Start of Data extracts

PR #353, opened 2018-06-19
Fix #352 - [PHP] [Improvement] Make Api return object instead of array

### LINKED ISSUE #352: [PHP] [Improvement] Make Api return object instead of array
##### Description

Today a given "myOperation" operation will have four methods declared on an API:
- myOperation()
- myOperationWithHttpInfo()
- myOperationAsync()
- myOperationAsyncWithHttpInfo()

The two last ones will return promisses, containing the same answer as the first two.
The first one returns either {{returnType}} or void, depending on if there is a returnType. (This is actually wrong, but it is being targeted in PR128, linked to issue #125)

But my problem is with the myOperatorWithHttpInfo() method: it returns an array with three elements:
- the message itself (response)
- the status code
- and an array with headers.

Considering the best practices for OOP, and comparing with other language generators that compound this project (for example, the C# generator), this method should rather return an Object that describes the API Response. Such an object should contain getters for each of the three elements (`getMessage()`, `getStatus()`, `getHeaders()` ).

My improvement suggestion (I'll push a PR as soon as I finish this description) is to add another class to the client, called ApiResponse (just like we already have in the C# client generator). This class will be the return for a class of methods ending with *WithApiResponse(), which will replace the existing *WithHttpInfo() ones and offer a more OOP-like interface for interacting with the API Response.

I can see two challenges with this approach:

1. Typing the message (return). This is already a problem for the *WithHttpInfo() methods, and is being solved with the addition of the following phpDoc in moustache:
  ```
  * @return array of {{#returnType}}{{{returnType}}}{{/returnType}}{{^returnType}}null{{/returnType}}, HTTP status code, HTTP response headers (array of strings)
  ```
  , which results in something like: 
  ```
   * @return array of MyResponseClass, HTTP status code, HTTP response headers (array of strings)
  ```
I suggest using the same approach:
```
* @return APIResponse with "message" property of type MyResponseClass
```
, which is not a perfect solution, but can be used until the [Generics RFC](https://wiki.php.net/rfc/generics) gets an implementation and becomes approved.

2. Backwards compatibility. I have no idea of what is your current approach to breaking changes, though my previous experience with swagger tells me that it is not a big concern. Just in case, my PR will keep the existing *WithHttpInfo() methods, but will change its implementation to use the *WithApiResponse() ones internally.

 Prepare 3.0.3-SNAPSHOT

not applicable.

./bin/php-petstore.php, from the project root folder

##### Steps to reproduce

not applicable

##### Related issues/PRs

not applicable/not found

will push a PR on this issue

thomasphansen:
### PR checklist

- @jebentier 
- @dkarlovi 
- @mandrean 
- @jfastnacht 
- @ackintosh 

### Description of the PR
This PR will:
- add the class ApiResponse to the client
- implement *WithApiResponse methods in the Api classes, returning ApiResponse
- to preserve compatilibility, keep the *WithHttpInfo methods

For more details, please check issue #352.


wing328:
@thomasphansen thanks for the PR. From what I understand, this is not a breaking change as you're simply introducing another method.

Do you know if there'a any PHP guideline or best practice in terms of what's more preferrable to be returned by method: object vs array?

I'm not against the idea of using `ApiResonse`, which is what we use for Java API client for example, and would like to know which way (object or array) is more common among PHP developers.

thomasphansen:
Hello William, sorry for the late reply!

There are some articles on the internet where you may find general guidelines - even though this is actually a matter of coding OOP or not. Here goes what I found:

- https://softwareengineering.stackexchange.com/questions/296752/php-when-to-use-arrays-and-when-to-use-objects-for-mostly-data-storing-code-co  _(the first answer is by far the most clear and straight-forward answer for this object vs array discussion)_.
- https://www.brandonsavage.net/stop-returning-arrays-use-objects-instead/
- https://stackoverflow.com/questions/6710967/why-return-object-instead-of-array _(look at the two first answers, the first one offers a list of articles talking about the subject, and the second one is pretty detailed on why it is better to use objects instead of arrays)_.

As a matter of fact, I couldn't find any article defending the use of arrays instead of objects, except of course for not structured data (which is not the case). The first article has actually a very nice argument for using objects in our case:

> Are you building a library or shared code base?
>If so, use a class! Think about some new developer who is using your library, or another developer somewhere else in the company who has never used your code before. It will be much easier for them to look at a class definition and understand what that class does, or see a number of functions in your library which accept objects of a certain class, than to try and guess what structure they need to generate in a number of arrays. Also, this touches on the data consistency issues with #1: if you're developing a library or shared code base, be nice to your users: give them classes which enforce data consistency and protect them from making errors with the design of your data.

Hope it helps! :)

I just noticed you have added the PR on return types to master - I'll rebase my PR as soon as I have time, ok? :)

ackintosh:
@thomasphansen Thanks for the suggestion!
I think object is not just a container, it has a responsibility. What do you think is the responsibility of our ApiResponse?

thomasphansen:
Hello Akihito,

Thanks for your asking! :)

IMO, I don't think this is the case: REST and SOAP interfaces should return [DTO's](https://en.wikipedia.org/wiki/Data_transfer_object), which by definition have no logic associated to them - their only responsibility is to deliver the data obtained from the service. 

Also, just remember that all the generated Model classes also follow DTO pattern, since their only responsibility (like ApiResponse) is to contain data, with no logic involved... :)

(DTO pattern need is described by Martin Fowler [here](https://martinfowler.com/eaaCatalog/dataTransferObject.html) :) )

Hope it makes sense! :)

ackintosh:
Sorry for late reply! 💦 

https://martinfowler.com/eaaCatalog/dataTransferObject.html

There are 2 points I think important in the article.

- > Although the main reason for using a Data Transfer Object is to batch up what would be multiple remote calls into a single call, 
- > it's worth mentioning that another advantage is to encapsulate the serialization mechanism for transferring data over the wire. 

That describes the DTO's responsiblity. 💡 

Take the generated Model classes for example: Model has [serialization](https://github.com/ackintosh/openapi-generator-1/blob/c223f281713d9955911b2a762c4ac6061b09ac58/samples/client/petstore/php/OpenAPIClient-php/lib/Model/Pet.php#L478) and [validation](https://github.com/ackintosh/openapi-generator-1/blob/c223f281713d9955911b2a762c4ac6061b09ac58/samples/client/petstore/php/OpenAPIClient-php/lib/Model/Pet.php#L235) mechanism (and the logic to execute its responsiblity). And these are used in the process transfering data (e.g. Pet) between client and server.

Array can't alternative that as Array is just container.

I can't find the reason we should use Class instead of Array in the return value yet. 🤔💦

thomasphansen:
If you all agree with that, then I can code the change to make it an option! :)

wing328:
@thomasphansen quick question: have you evaluated other SDKs such as Facebook, Twitter, Slack, etc to see if these PHP SDK return a list or object?

This is not to say these SDKs should be our reference so good to know if they follow a particular pattern when returning data from functions.

wing328:
@thomasphansen if you've time for a quick chat, please ping me via https://gitter.im. Thanks.

thomasphansen:
Hello @wing328 

Sorry for the late reply (too busy here! :) ).

William, I am really sorry, but I don't have time to go through other API's and do such a check. The main reason for this pull request was (and it is) to make it easier to work with, and to make it offer an interface that would be coherent to what you already offer in other generators (such as the Java one, as you mentioned before). And even though I really love discussions on subjects like what a perfect API interface model would be, I also see that such a discussion should then affect all the current generators, not only the PHP one. IMHO, out of a major refactoring scenario, it is a bit pointless to argue if the APIResponse concept is valid or not, since it is already present in the openapi project.

Which means: if openapi is not enforcing a standard interface model through the many generators you have, then each generator is, in last analysis, "free" to do what they want - and thus, accepting or not this push request is actually more about if the php generator team agrees or not with it. And I am perfectly fine with that! You are the ones taking care of the code, and it should be your decision if a PR is a valid contribution or not. And if someone does not agree, well, that's what forks were created for! :)

For now, in our own projects, I'm using the fork we did, and we will do our best to keep it up to date with your master branch. If you decide that this contribution is relevant, or if you think there is anything I could do to make it more adequate to openapi, just let me know, ok? :)

Have a nice day! :)

ybelenko:
@thomasphansen 
One day after I'm not sure that I've suggested good solution. Let's take a look at current code:
```php
/**
 * Operation fakeOuterNumberSerialize
 *
 * @param  float $body Input number as post body (optional)
 *
 * @throws \OpenAPI\Client\ApiException on non-2xx response
 * @throws \InvalidArgumentException
 * @return float
 */
public function fakeOuterNumberSerialize($body = null)
```
and with a quick look you perfectly knows what you'll recieve and how to extract data(don't need to extract anything at all)
Let's imagine with PSR-7 response instead:
```php
/**
 * Operation fakeOuterNumberSerialize
 *
 * @param  float $body Input number as post body (optional)
 *
 * @throws \OpenAPI\Client\ApiException on non-2xx response
 * @throws \InvalidArgumentException
 * @return \Psr\Http\Message\ResponseInterface
 */
public function fakeOuterNumberSerialize($body = null)
```
now you know that you'll receive `ResponseInterface` and no clue how to extract `float` data that you looking for. 

It seems to me that we need to generate something like `ApiResponseForFakeOuterNumberSerialize` which implements PSR-7 interface and have getters and setters. If so user can see that he'll recieve this class as a return and he can read setters and getters from it's documentation to get data. I'm afraid that it's a huge extra work.

wing328:
> William, I am really sorry, but I don't have time to go through other API's and do such a check. The main reason for this pull request was (and it is) to make it easier to work with, and to make it offer an interface that would be coherent to what you already offer in other generators (such as the Java one, as you mentioned before). And even though I really love discussions on subjects like what a perfect API interface model would be, I also see that such a discussion should then affect all the current generators, not only the PHP one. IMHO, out of a major refactoring scenario, it is a bit pointless to argue if the APIResponse concept is valid or not, since it is already present in the openapi project.

@thomasphansen that's perfectly fine. To be clear I'm not trying argue if APIResponse is valid or not. I just want to know which way is more preferred by PHP developers.

> Which means: if openapi is not enforcing a standard interface model through the many generators you have, then each generator is, in last analysis, "free" to do what they want - and thus, accepting or not this push request is actually more about if the php generator team agrees or not with it. And I am perfectly fine with that! You are the ones taking care of the code, and it should be your decision if a PR is a valid contribution or not. And if someone does not agree, well, that's what forks were created for! :)

At the very beginning, we tried to enforce a standard so that all API clients behave more or less the same way (e.g. all clients should return an object). However, we got feedback later what make senses in one generator (e.g. Java API client) may not welcome by developers using other languages (e.g. Perl). As a result, we let the users of the generator decide what works for them. Sometime we may not get a strict answer and we will need to provide an option to make both parties having different opinions happy.

In this particular case, I can't speak on behalf of all PHP developers. Based on my guess, some may prefer returning a list while others may prefer returning an object (e.g. ApiResponse). I still think providing an option is the best middle ground to make everyone happy.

End of Data extracts

- **Work order**: Which lines belong in the answer? Exactly those from the first line of the entries through the line holding "Considering the best", inclusive, copied unchanged.

- **Written response**:
PR #353, opened 2018-06-19
Fix #352 - [PHP] [Improvement] Make Api return object instead of array

### LINKED ISSUE #352: [PHP] [Improvement] Make Api return object instead of array
##### Description

Today a given "myOperation" operation will have four methods declared on an API:
- myOperation()
- myOperationWithHttpInfo()
- myOperationAsync()
- myOperationAsyncWithHttpInfo()

The two last ones will return promisses, containing the same answer as the first two.
The first one returns either {{returnType}} or void, depending on if there is a returnType. (This is actually wrong, but it is being targeted in PR128, linked to issue #125)

But my problem is with the myOperatorWithHttpInfo() method: it returns an array with three elements:
- the message itself (response)
- the status code
- and an array with headers.

Considering the best practices for OOP, and comparing with other language generators that compound this project (for example, the C# generator), this method should rather return an Object that describes the API Response. Such an object should contain getters for each of the three elements (`getMessage()`, `getStatus()`, `getHeaders()` ).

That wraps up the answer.